Ukrainian activist and writer Serhiy Tsihypa was abducted by Russian forces from his hometown of Nova Kakhovka in the Kherson region in March 2022, after the city fell under Russian control.

Tsihypa was a volunteer and provided food and medicine to the elderly in the then-occupied territories.

He was held for nine months without charges, legal counsel, or contact with his family before being coerced into confessing and accused of espionage.

In October 2023, the “Supreme Court of the Republic of Crimea,” appointed by Russia, sentenced Tsihypa to 13 years in prison on the charges levied against him.

In February 2024, this decision was upheld.

Tsihypa is now serving his sentence away from Nova Kakhovka and Crimea, in a maximum-security penal colony in Russia’s Ryazan region.

Another Ukrainian activist, Oleksandr Tarasov, was in detention with Tsihypa in Simferopol, Crimea.

Tarasov, who was released in 2023 and allowed to reunite with his family in Germany, stated that Tsihypa suffered torture and brutal mistreatment because of his past service in the Ukrainian military and security services.

Less is known about the trial of Iryna Horobtsova, an IT specialist and human rights defender, who publicly opposed Russia’s invasion of the city of Kherson and disappeared in May 2022.

After initially denying any involvement in her disappearance, Russian authorities confirmed in August 2024 that Horobtsova was sentenced to 10 and a half years in prison for espionage.

Prosecutors claimed Horobtsova “collected and transmitted information (to Ukrainian intelligence) regarding the locations, schedules, routes, and movements” of Russian military units in her region of origin. They alleged that this occurred “from February 2022 to March 2023,” but Ukrainian and international human rights groups raised concerns about her abduction and transfer to Crimea during this period.

Dmytro Shaynoga, a resident of the Zaporizhzhia region of Ukraine, which was partially occupied by Russian forces, was abducted in October 2022 and later found in a detention facility in Crimea by the secretive human rights group Tribunal.Episode Crimea.

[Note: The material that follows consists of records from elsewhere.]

Issue #1986, opened 2026-06-28
Isolate Mission creation from Running the mission


bevans2000:
The current structure has methods that help select the members inside the Mission subclasses. When moving towards the newer MissionProject approach there will not be concrete subclasses of Mission; they are all generic with the combination of steps defining the purpose. The parameters for selecting Members means a Mission has to be created before members can be identified potentially resulting in the creation of Missions that instantly fail.

A better solution would be to put the members selection parameters into the MetaMission allowing members to be identified before a Mission. Also for adhoc missions in the future a bespoke on the fly MetaMisison could be created to capture the unique selection parameters for the combination of mission steps.
This would then lead to extracting the mission recruitment logic into a new ```MissionBuilder``` class that looks to recruitment members for a MetaMission and preselected Leader. The recruitment logic could work on sub-populations of a Settlement, e.g. settlers or tourists.

Whilst simpler the same argument applies to vehicle selection. This should be done outside before the Mission is created based on MetaMission attributes.

bevans2000:
I think Meta mission should have the following behaviour

- Define the minimum and default maximum members
- Define the preferred job types for worker members to join
- Define the preferred Robot types for members to join
- Rate the job types for the potential leaders, this is not a list because should jobs are better than other for leading, e.g.  rescue mission is best lewd by a Technician but a Engineer or Pilot will do
- Calculate the mission qualification score

At the moment all the above are scattered about the existing Mission logic so this will bring into one place. Then in the future these attributes can be created automatically depending on the proposed mission steps hence supporting ad-hoc missions.

This sounds good and right BUT it's a lot of moving things around. Probably need to write UnitTest for each different Meta mission to ensure the new logic works correctly.

mokun:
> A better solution would be to put the members selection parameters into the MetaMission allowing members to be identified before a Mission.

Q: Is it true that MetaMission is created 50x more than Mission ? 

If that's the case, will the preselection of members end up more negatively impacting the performance of the simulation ?

mokun:
>  extracting the mission recruitment logic into a new MissionRecruitment class that looks to recruitment members for a MetaMission and preselected Leader.

So can we have at least ONE or TWO or MORE combinations of groups (depending on the population) of members already being preselected ahead of time ? 

Now I see making this recruitment process being independent of any potential missions will save a lot of repetitive work of finding members needlessly.

[...]

PR #1990, opened 2026-07-04
feat:  MetaMission controls thresholds for Mission creation

bevans2000:
This PR moves the control of any Preferences relating to Missions under the Mission Control class. 
In particular a new Preference is added that allows the user to disable the Sol threshold for creating missions. This is useful for testing o running an accelerated simulation.

To support this, MetaMission now holds the minimum sol threshold for each mission as a explicit property. It is no longer embedded in the probability calculations. The new property is used by the mission control when searching for new missions.

The meta mission is also responsible for calculating how many concurrent missions a population count can support via the getMaxMissions method. This uses a combination of a population threshold, min people before mission can be created, and a population ratio, govern additional missions.

This is part of #1986


mokun (approved):

bevans2000:
@mokun Also we have over 1000 unit tests now with this PR

mokun:
> over 1000 unit tests now with this PR

So you mean we have altogether 1000+ int tests now in total ?

How do you count them ?

bevans2000:
It shows when I run the tests in my IDE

In October 2024, Russia’s Office of the Prosecutor General announced that Shaynoga was sentenced to 12 years in prison after being accused of providing locations for operations used by Ukrainian intelligence. It is unclear how he was convicted or whether he had access to a lawyer. The decision was attributed to a court in Zaporizhzhia.

Retribution for the Nord Incident

The incident drew significant attention from Russian propaganda.

In May 2022, two Ukrainian border guards involved in the operation, Ivan Tereshchenko and Vasyl Dmytriuk, were captured by Russian forces during the siege of Azovstal in Mariupol.

Accused of hijacking a ship and abducting its crew, both men pleaded not guilty during their trial in Simferopol, arguing they had acted according to official orders to protect Ukraine’s borders.

Despite inconsistencies in the prosecution’s case and the judge’s refusal to accept evidence offered by the defense, both were sentenced to 17 years in prison. Russian media reported in June 2024 that the sentences remained in force even after an appeal was made in November.

In March 2018, Ukrainian authorities stopped a fishing vessel called Nord in the Sea of Azov for violating Ukrainian law by illegally departing from the Russian-occupied port of Kerch in Crimea.